Top of Records provided

Issue #146, opened 2026-07-13
Write-up: how the grammar-forced draft source (#48 → PR #70) lifts constrained-output decode — mechanism, A/B numbers, honest prior art, and why streaming-MoE is the regime where it pays most


fabio-rovai:
PR #70 merged the `GRAMMAR=` draft source and the README now documents the knob, but the mechanism and the *reason it pays disproportionately in this engine* are spread across #48, the PR thread, and commit messages. Since other threads are starting to reference the feature (#127 lists it among the engine's signature capabilities), here is the consolidated write-up: what it does, what we measured, where it does and doesn't help, and the prior art it builds on.

## The trick in one paragraph

On constrained-output workloads (JSON/NDJSON, function calling, structured extraction) the grammar itself is a draft source. A byte-level GBNF subset is compiled into a set-of-stacks PDA; wherever the grammar admits **exactly one** legal next byte (braces, quotes, key names, enum bodies, fixed separators), the engine walks that forced span, tokenizes it, and injects it as pre-accepted draft tokens into the **same batch-union verify forward** used by MTP and n-gram drafts. It never constrains sampling: forced spans are *verified by the target model*, so a wrong, stale, or desynced grammar cannot change the output — worst case is rejected drafts, and an adaptive guard disables the source below 50% acceptance. It composes with `DRAFT`/MTP, which fill the free-text gaps between forced spans.

## Measured A/B (M3 Max, 128 GB, macOS)

Container `mateogrgic/GLM-5.2-colibri-int4-with-int8-mtp`, greedy (`TEMP=0`), `MTP=0 DRAFT=0` (isolating the grammar source), NDJSON scoring workload (our production tender-scoring prompt, fixed schema):

| config | tok/s | tok/forward | forced-span acceptance | output |
|---|---|---|---|---|
| baseline | 0.37 | 1.00 | — | reference |
| `GRAMMAR=fit.gbnf` | **0.50** (+35%) | **1.60** | **48/48 (100%)** | **byte-identical** |

The tokenization-boundary concern (forced byte spans not landing on token boundaries) did not bite on this workload. A/B evidence (outputs, grammar, prompt) is preserved and can be attached on request.

## Why a disk-streaming MoE engine is the best-case regime for this

In this engine the marginal cost of a decode step is **unique expert bytes off disk**, not FLOPs. The batch-union forward loads each unique expert once for *all* positions in the verify batch. Two consequences:

[...]

PR #148, opened 2026-07-13
SCHEMA=<file.json>: JSON-Schema → GBNF compiler for grammar-forced drafts (follow-up to #70, seam discussed in #146)

fabio-rovai:
Follow-up to #70, and the first half of the `response_format` seam discussed in #146: a **JSON-Schema → GBNF compiler** (`c/schema_gbnf.h`, header-only, reuses the in-tree `json.h`), wired in as `SCHEMA=<file.json>` next to `GRAMMAR=<file.gbnf>`.

## What

```bash
SCHEMA=score_schema.json PROMPT="..." ./glm 64 4 8   # instead of hand-writing GBNF
```

Supported subset (fail-closed — anything else logs one line and runs **without** a grammar, output unchanged):
- `object` + `properties` (+ `required` — must list every property, OpenAI structured-output *strict* semantics; a proper subset falls back)
- `string`, `number`, `integer`, `boolean`, `null`, `enum` (strings/numbers/bools), `const`
- `array` + `items` (+ `minItems` 0/1), nesting to depth 32
- annotations (`title`, `description`, `$schema`, `default`, `additionalProperties`) ignored

The emitted grammar is compact (no inter-token whitespace, declared key order) because strictness is free here: **the grammar is a draft source, not a constraint** (#70's design) — a schema stricter than the model's actual output only loses draft acceptance, it cannot change the output. That's also why a partial-subset compiler is safe to ship where a constrained-decoding engine would need completeness.

## Why

- On the NDJSON scoring workload in #70/#146, forced spans (keys, separators, enum bodies) were 100%-accepted drafts; every structured workload has a schema lying around, almost none have GBNF.
- Second half (proposed in #146, needs your call on the wire protocol): accept OpenAI `response_format: {"type":"json_schema"}` in `openai_server.py` (today it 400s at `generation_options`), compile server-side with this same subset, and thread the grammar per-request through `SUBMIT` — plus per-slot `GrState` so grammar drafting can engage in `run_serve_mux` (today the mux path runs with speculation disabled entirely). Happy to do that as PR 2 if you want it — protocol shape (new SUBMIT field vs side-frame) is your design call.

## Tests

`tests/test_schema_gbnf.c` (in `TEST_BINS`): 8 groups compile schemas and walk the result end-to-end through the `grammar.h` PDA — forced-span extraction (`{"score":` from a two-key strict object), enum disambiguation (one byte picks the branch, remainder is forced again), nested object/array instances byte-walked to `can_end`, escaped keys/values, JSON-number edge cases (leading-zero rejection, `-1e-3`), and fail-closed fallbacks (`oneOf`, `pattern`, subset-`required`).

`make test-c` green on Apple Silicon (M3 Max). One note from that run: `tests/test_decode_batch` and `tests/test_i4_acc512` are **committed x86-64 Linux ELF binaries** in the repo — on any non-x86 host `make test` tries to execute them and dies until they're deleted (make sees them as up-to-date). Not touched in this PR to keep it focused, but you probably want `git rm` + a `.gitignore` entry (related to the CI discussions in #140/#143).


fabio-rovai:
Pushed the whitespace-tolerance commit promised in #146: the compiler now emits `jws` at separators. Rationale + measurement in the commit message — short version: on current main's sloppy-JSON continuations a compact grammar forfeits most spans by desyncing at the first stray space; `jws` positions aren't forced themselves but keep the walker alive so every span after them still drafts. Verified drafts make this strictly acceptance-positive. Tests updated (sloppy-instance walk included).

JustVugg:

fabio-rovai:
Rebased onto current main (37ffb61) — only conflict was the `TEST_BINS` line against the new `test_compat_direct`, merged additively. `make glm` + full `make test-c` green on Apple Silicon post-rebase (nice touch, the new `tools/run_tests.py`). Ready to merge. One drive-by note, not from this PR: current main emits one Darwin-only warning — `glm.c:3540 unused variable 'c'` in `hwinfo_emit` (the non-/proc path doesn't use the Cfg) — trivially silenceable whenever someone's in there.

JustVugg:
Merged (with the same additive TEST_BINS resolution you describe — we raced, sorry for the overlap). Thanks for the Apple Silicon validation of `tools/run_tests.py` post-rebase. The Darwin `unused variable 'c'` in `hwinfo_emit` is confirmed on Linux too — it'll be silenced in the next cleanup commit on dev.

PR #152, opened 2026-07-13
prefill: batch the attention input projections (bit-identical, -4.5% prefill)

dnnspaul:
The three attention input projections (`q_a`, `q_b`, `kv_a`) are called **one row at a time** during prefill:

```c
for(int s=0;s<S;s++){
    matmul_qt(qresid, xs,     &l->q_a, 1);   // rows = 1
    matmul_qt(qfull,  qresid, &l->q_b, 1);   // rows = 1
    matmul_qt(comp,   xs,     &l->kv_a, 1);  // rows = 1
}
```

…while `o_proj` twenty lines below already runs batched (`matmul_qt(out, ctx, &l->o, S)`) and `moe()` already does its batch-union. This PR batches them over all S rows, so each weight row is read once for the whole prompt instead of once per token.

### Result (upstream/dev @ 6d3ed7e, Zen5 + RTX 5090, GLM-5.2 int4, 78 layers, DSA on, OMP tuning on)

Prefill run to completion; numbers are the engine's own `PROFILE` output.

| prompt | projection/RoPE | total prefill |
|--------|-----------------|---------------|
| 256    | 22.7s → **17.7s** (−22%) | 120.9s → **115.4s** (−4.5%) |
| 512    | 45.5s → **36.3s** (−20%) | 231.4s → **222.7s** (−3.8%) |

Every other profile term is unchanged (expert-disk, expert-matmul, score-softmax-value, o_proj all within noise) — only the targeted term moves.

### Output is bit-identical

Summed log-likelihood of a fixed 1023-token passage, `SCORE` mode, CPU (deterministic):

```
dev  : -4987.458316
+PR  : -4987.458316
```

Decode (S=1) is untouched: it makes the same three calls with the same kernel.

### Why `matmul_qt_ex(..., allow_idot=0)`

This is the part worth reviewing. `matmul_qt` gates the int4 IDOT kernel behind `S >= g_i4s` (2 on x86), so batching **alone** would silently pull these three projections onto IDOT's int8-quantized activations. I measured that, and it is not free:

| projections on… | 256-tok prefill | log-lik (README) | log-lik (prose) |
|---|---|---|---|
| exact kernel, per-token (dev today) | 120.9s | −4987.46 | −3452.74 |
| exact kernel, batched (**this PR**) | 115.4s | −4987.46 | — |
| IDOT kernel (`I4S=1`) | 113.8s | −5160.47 | −3538.43 |

IDOT costs **+0.169 nats/token** on markdown/code and **+0.084** on prose — perplexity **+18.4%** and **+8.7%** — to buy **1.4%** more speed over this PR. Since #95 gave the exact int4 path an AVX-512 accumulator (faster *and* more accurate), the IDOT gate is no longer a good trade for these tensors on x86. So the PR pins them to the exact kernel and takes the batching win only.

I opened an issue with the full profile and a note about `g_i4s=1` on ARM/POWER, where these projections already run on IDOT by default.

### Also in here

`matmul_qt`'s comment documents the threshold as *"configurable via `I4S`"*, but `getenv("I4S")` was never called — the knob did nothing. Wired up; it is what let me separate the kernel switch from the batching win.

### Testing

`make test-c` and `make test-python` pass (49 python tests). Built with `CUDA=1`, no new warnings.


dnnspaul:
Heads-up before you review: **the quality rationale in this PR's description is weaker than I wrote it.**

The perplexity numbers I cited (IDOT costing +18.4% / +8.7%) were measured **without GLM's `[gMASK]<sop>` prefix** — the out-of-distribution scoring bug @bokiko found in #108. Redone in-distribution, the penalty roughly halves and **flips sign on one of two corpora** (+9.0% on markdown/code, −0.7% on prose). Full retraction and numbers: #153 (comment).

**The PR itself is unaffected.** It is bit-identical to `dev` by construction — summed log-lik `-4987.458316` before and after, and that equality holds with the prefix too, since no scoring protocol can change a bit-identical result. The −4.5% prefill is wall-clock.

What changes is only the *argument* for `matmul_qt_ex(..., allow_idot=0)`. The version that survives:

> On current `dev`, letting the projections ride the IDOT gate buys **1.4%** (113.8s vs 115.4s at 256 tok) because #95 gave the exact int4 path an AVX-512 accumulator. Pinning them to the exact kernel therefore costs almost no speed, and avoids a numerics change whose quality effect I can no longer characterise cleanly.

That's a conservative-default argument, not the "IDOT is expensive" argument I originally made. If you'd rather take the 1.4% and let batching pull them onto IDOT, say so and I'll drop the `allow_idot` parameter — it's a one-line change and the batching win is independent of it.

fabio-rovai:
Here's the ARM datapoint for the open question in your last section ("a note about `g_i4s=1` on ARM/POWER, where these projections already run on IDOT by default").

**M3 Max (NEON/SDOT), current main (6d3ed7e), same method as yours** — summed log-likelihood, `SCORE` mode, greedy, deterministic CPU, GLM-5.2 int4 (`mateogrgic` container), one fixed 1023-token passage (this repo's README, so absolute values aren't comparable to your passage — the per-token delta is the number):

| config | summed log-lik | Δ nats/token |
|---|---|---|
| `IDOT=0` (exact f32) | −5089.81 | — |
| `IDOT=1` (ARM default) | −5263.14 | **+0.169** |

**+0.169 nats/token — numerically almost identical to your x86 markdown figure (+0.169), which is what you'd expect: the error source is the int8 *activation* quantization (`qrow_i8`), and that's architecture-independent.** Perplexity +18.5% on this passage.

One scope difference to be explicit about: your `I4S=1` row isolates the three attention projections; without your `matmul_qt_ex(allow_idot=...)` plumbing I can only toggle IDOT globally, and on ARM `g_i4s=1` means the *entire* engine (decode included) runs on IDOT by default. So my delta is the full-engine cost, which upper-bounds the projections' share — but it also means the ARM default ships this tax on every token, not just prefill. The ARM speed case for IDOT at S=1 was measured at ~+14% end-to-end (that's why `g_i4s=1` exists); +18% perplexity for +14% speed looks like a bad default trade in the same way your table shows for x86, and your per-tensor `allow_idot` mechanism is exactly the right knob to fix it — pinning the attention projections (and arguably `lm_head`) to the exact kernel on ARM too would be a natural follow-up to this PR, and I'm happy to run the isolated A/B on this box once your plumbing lands.

fabio-rovai:
Correction to my ARM datapoint above, prompted by your #153 retraction — **our measurement had the same `[gMASK]<sop>` confound** (raw README tokens, no prefix). Redone in-distribution (prefix prepended, `ctxlen` set so the same 1023 tokens are scored — directly comparable):

| ARM full-engine, M3 Max | summed log-lik | Δ nats/token |
|---|---|---|
| `IDOT=0`, in-distribution | −3253.52 | — |
| `IDOT=1`, in-distribution | −3294.23 | **+0.0398 (+4.1% ppl)** |
| (both, out-of-distribution — retracted) | −5089.81 / −5263.14 | ~~+0.169~~ |

So the confound was ~4× the true effect, same direction as your finding. **And the conclusion flips accordingly:** at +4.1% perplexity for ~+14% end-to-end speed, ARM's `g_i4s=1` default is a *defensible* trade, not the bad one I claimed — I retract that sentence. What survives on the ARM side matches your revised conservative-default argument: the cost is real but modest, it's full-engine here (upper-bounding the projections' share, which is likely well under 4%), and per-tensor `allow_idot` control remains the right mechanism for anyone who wants the exact path where it's nearly free. Offer stands to run the isolated projections A/B on this box once your plumbing lands.

Methodology footnote for anyone reproducing on this container: the in-distribution absolute log-lik is ~35% better than un-prefixed (−3253 vs −5090 for the identical scored tokens) — the prefix matters enormously on GLM-5.2, #108/#153 are right that no quality number should be quoted without it.

dnnspaul:
@fabio-rovai This is the datapoint the ARM question needed, and you caught the prefix confound in your own data before I could even flag it. Two independent boxes, same confound, same direction — that's about as good as this gets.

**Our numbers reconcile cleanly.** Mine (x86, isolated to `q_a`/`q_b`/`kv_a`, 5 corpora, in-distribution): **+0.019 nats/token, +1.9% ppl, 95% CI −0.012…+0.050 — contains zero.** Yours (ARM, full-engine): **+0.040 nats/token, +4.1% ppl.** Full-engine necessarily upper-bounds the projections' share, so 4.1% ⊇ 1.9% is exactly the relationship you'd expect if the projections carry only part of it. Nothing to resolve between us.

And I agree with your revised conclusion: **+4.1% ppl for +14% end-to-end is a defensible default**, not a bad one. I've told @JustVugg the same on #153 — no ARM/POWER default change is warranted on the evidence either of us has actually produced.

## One correction, and it opens a better experiment

> pinning the attention projections (and arguably `lm_head`) to the exact kernel on ARM too

`lm_head` is a different animal, and I only found this by building the probe:

```
[PROBE] lm_head fmt=1        <- int8, not int4
```

The gate is `(w->fmt==1 || (w->fmt==2 && S>=g_i4s))`, so **`fmt==1` short-circuits the threshold entirely: `lm_head` already runs on IDOT everywhere — on x86 too, at every batch size, today.** `g_i4s` never touches it. So it's *not* part of the ARM/x86 difference at all (my own lm_head hypothesis on #153 died on exactly this — I'd tried to force IDOT *on* and got a bit-identical no-op, which is what tipped me off).

Which means the interesting direction is the one neither of us has tried: **pinning `lm_head` OFF IDOT.** `matmul_qt_ex(..., allow_idot=0)` on `fmt==1` falls through to `matmul_q` — exact int8 weights, **f32 activations**. That's a knob that didn't exist before this PR, it would apply to **every platform**, and it lands on the logits directly, which is the one place a per-row int8 activation scale has nowhere to hide. It's also one matmul per token, so the speed cost should be negligible.

I'm running that now: `lm_head` exact vs IDOT, 5 corpora, in-distribution, isolated. If it's real, it's a free quality win for everyone rather than an ARM-only trade, and it's a one-line change on top of this PR.

Your offer to run the isolated projections A/B on the M3 Max once this lands — yes please, and if you're up for it, the lm_head arm too. Between your box and mine we'd have both architectures on both tensors, which is more than either of us can claim alone.

dnnspaul:
## lm_head result: pinning it off IDOT does nothing. Hypothesis dead.

@fabio-rovai @JustVugg — I said I'd measure rather than assert, so here it is, and it kills my own idea.

`LMHEAD_EXACT=1` routes all 7 `lm_head` call sites through `matmul_qt_ex(..., allow_idot=0)`, so `fmt==1` falls through to `matmul_q` (exact int8 weights, **f32 activations**) instead of IDOT. 5 corpora, in-distribution, CPU, deterministic. `LMHEAD_EXACT=0` reproduces pristine `dev` bit-for-bit on all five (self-check).

| corpus | IDOT (today) | exact | Δ/token | ΔPPL |
|---|---|---|---|---|
| prose | −2295.2 | −2295.8 | +0.00058 | +0.06% |
| factual | −1845.1 | −1845.3 | +0.00016 | +0.02% |
| academic | −1969.8 | −1970.2 | +0.00039 | +0.04% |
| code | −1415.7 | −1414.9 | −0.00078 | −0.08% |
| markdown | −3272.1 | −3270.3 | −0.00177 | −0.18% |

**mean −0.0003 nats/token (−0.03% ppl).** Two corpora marginally better, three marginally worse, every delta under 2 nats across 1023 tokens. That is nothing — three orders of magnitude below the effect I originally (wrongly) claimed. Decode speed: 0.31 vs 0.30 tok/s, within noise.

So the intuition that lm_head is "small and sensitive, sitting straight on the logits, so int8 activations must hurt there" is **wrong, measured.** It's the fourth plausible story I've had killed by an experiment in this thread, and I'd rather report the null than quietly drop it.

**Practical upshot: there is nothing to fix at lm_head, on any platform.** Don't add a carve-out for it.

### Where that leaves the ARM number

@fabio-rovai's in-distribution full-engine cost is **+0.040 nats/token (+4.1% ppl)**. We can now account for it:

| tensor | in-distribution cost | status |
|---|---|---|
| attention projections (`q_a`/`q_b`/`kv_a`) | +0.019 nats/tok (+1.9%), **CI contains zero** | measured, x86, isolated |
| `lm_head` | **−0.0003 nats/tok (≈0)** | measured, x86, isolated |
| everything else (experts, DSA indexer, o_proj at S=1) | **the remainder** | not isolated |

So the ARM cost is **not** concentrated in the two tensors we suspected. Whatever is left lives in the expert FFNs and/or the DSA indexer projections at S=1 — which is a much less surprising place for activation quantization to show up (far more of the model by parameter count), and it makes `g_i4s=1` look like an even more reasonable default than it did: the +14% speed is buying a cost that's spread thin across the bulk of the network rather than concentrated in a protectable, sensitive tensor.

@fabio-rovai — if you still want to run something on the M3 Max once this lands, the isolated **projections** arm (`PROJ_IDOT`) is now the only one worth the machine time; lm_head is settled. Though honestly, given the CI on the projections already contains zero on x86 and your full-engine number is modest, I'd say the ARM default question is **closed** and neither of us should spend more on it.

dnnspaul:
Pushed a second commit to this PR (`162030e`) — same fix, one block down.

**The DSA indexer has the identical per-token bug.** `ix_wk` is called one row at a time inside the prefill loop, so its weights get re-read for every token on every DSA layer:

```c
for(int s=0;s<S;s++){
    matmul_qt(kd, xs, &m->ix_wk[layer], 1);   // rows = 1
    layernorm(...); rope_interleave(...);
}
```

Batched over all S rows, pinned to the exact kernel with `matmul_qt_ex(..., 0)` for the same reason as the attention projections (batching alone would push S past the `S>=g_i4s` gate and silently swap the activation quantization).

**Bit-identical**, in-distribution, 1023 tokens: prose `−2295.245383` and markdown `−3272.146403` — unchanged to the last digit from the first commit.

**Speed** (256-token prompt, **3 alternating reps each**, baseline = this PR's first commit):

| | base | +indexer | Δ |
|---|---|---|---|
| projection/RoPE | 17.54s (sd 0.20) | **16.96s** (sd 0.15) | **−3.3%** |
| total prefill | 115.34s (sd 0.82) | **113.69s** (sd 0.35) | **−1.4%** |

Both separated beyond 2 sd. I ran the reps because the single-shot number (−1.8%) sat inside the run-to-run spread I'd seen earlier (~3% on a cold cache), and I wasn't willing to quote it until it was distinguishable from noise. Warm, the spread is well under 1%.

It's a small win — but it's free and provably bit-identical, so I'd rather it ride along than sit in a follow-up.

**`ix_wq`/`ix_wp` I deliberately left alone.** They sit inside an `omp parallel for` and are skipped entirely below `index_topk` context, so batching them is a different change with a different risk profile (nested OpenMP, conditional per-token execution). Happy to look at it separately if you think it's worth it — on an 11k-token prompt they *do* run, so there may be something there for exactly the long-prompt case #153 is about.

Squash or split as you prefer; the two commits are independent.

JustVugg:

dnnspaul:
## ⚠️ My mistake: the merged commit contains debug scaffolding I never described. Please hold before promoting to `main`.

You merged before I pushed the rebase, and the branch you merged carries **leftover probe code from my own measurements** — I only found it when the rebase conflicted on it. This is entirely my fault: `git checkout -B` carries uncommitted working-tree edits forward, and my `LMHEAD_EXACT` probe (from the lm_head study I posted above) rode into the indexer commit without me noticing.

**What's in `dev` now that shouldn't be** (9 references):

```c
static int g_lmhead_exact=0;   /* PROBE: LMHEAD_EXACT=1 -> pin lm_head to the exact int8 kernel */
...
g_lmhead_exact = getenv("LMHEAD_EXACT")?atoi(getenv("LMHEAD_EXACT")):0;
...
matmul_qt_ex(lo, row, &m->lm_head, 1, !g_lmhead_exact);   /* x7 call sites */
```

I see you annotated one of them `/* exact-mode knob (#152) */` — **it isn't a knob, it's scaffolding.** It was never in the PR description, and I'd argue it should not exist:

1. **It does nothing.** I measured it (comment above): pinning lm_head off IDOT is **−0.03% perplexity** across 5 corpora — three orders of magnitude below anything actionable. There's no reason for the knob to exist.
2. **It's a silent footgun.** `LMHEAD_EXACT=1` would quietly change lm_head numerics for anyone who set it, with no documentation and no test coverage.
3. It's dead weight in a file whose whole virtue is that it's readable.

**Good news: it is a functional no-op as merged.** The flag defaults to 0, so `!g_lmhead_exact == 1`, which is exactly `matmul_qt`'s own `allow_idot`. Nothing in `dev` behaves differently, which is presumably why your 60/60 passed — it would. And **`main` is clean** (the probe is only on `dev`), so nothing has escaped yet.

**Fix incoming.** I've stripped all 9 references, rebuilt, and I'm running the bit-identical check right now (dev-with-probe vs dev-minus-probe must produce the same log-likelihood to the last digit — it should, since it's a no-op, but I'm not asserting that either). PR up as soon as it's green.

The two real changes are untouched and remain exactly what the PR claims: the three attention projections and `ix_wk`, batched, pinned to the exact kernel via `matmul_qt_ex(..., 0)`, bit-identical output.

Sorry for the churn — you did the right thing merging a PR that said what it did; the PR just didn't say everything it did. I should have diffed the branch against `dev` before pushing instead of trusting my local state, and I'll do that from now on.

JustVugg:
Hold honored — **no promotion to `main` until your cleanup PR lands.** Thanks for catching it fast and for the precise inventory (9 refs, functional no-op since the flag defaults 0 — which indeed explains my 60/60 passing). For the record on my side: when I resolved the merge conflict I kept `matmul_qt_ex(lo, row, &m->lm_head, 1, !g_lmhead_exact)` believing it was part of the PR's design, so the probe riding along is on both our diligence, not just yours. Your split is exactly right: the batched projections pinned via `matmul_qt_ex(...,0)` stay (that's the PR), the `LMHEAD_EXACT` scaffolding goes. Send the strip PR and I'll merge it straight away — dev is frozen for promotion until then.

JustVugg:
Cleanup #197 merged and the whole batch promoted to `main` — validated post-strip: make check 60/60, oracle TF 32/32 + greedy 20/20, MinGW cross-compile clean, and zero `g_lmhead_exact` references left. The legit batched projections (`matmul_qt_ex(...,0)`) are live in main. Thanks for the fast catch and the clean strip.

Bottom of Records provided

- Your task: Above are the entries. Copy exactly the part that opens with the line containing "- Second half" and closes with the line containing "8 groups compile", and no more.

- Response:
- Second half (proposed in #146, needs your call on the wire protocol): accept OpenAI `response_format: {"type":"json_schema"}` in `openai_server.py` (today it 400s at `generation_options`), compile server-side with this same subset, and thread the grammar per-request through `SUBMIT` — plus per-slot `GrState` so grammar drafting can engage in `run_serve_mux` (today the mux path runs with speculation disabled entirely). Happy to do that as PR 2 if you want it — protocol shape (new SUBMIT field vs side-frame) is your design call.

## Tests

`tests/test_schema_gbnf.c` (in `TEST_BINS`): 8 groups compile schemas and walk the result end-to-end through the `grammar.h` PDA — forced-span extraction (`{"score":` from a two-key strict object), enum disambiguation (one byte picks the branch, remainder is forced again), nested object/array instances byte-walked to `can_end`, escaped keys/values, JSON-number edge cases (leading-zero rejection, `-1e-3`), and fail-closed fallbacks (`oneOf`, `pattern`, subset-`required`).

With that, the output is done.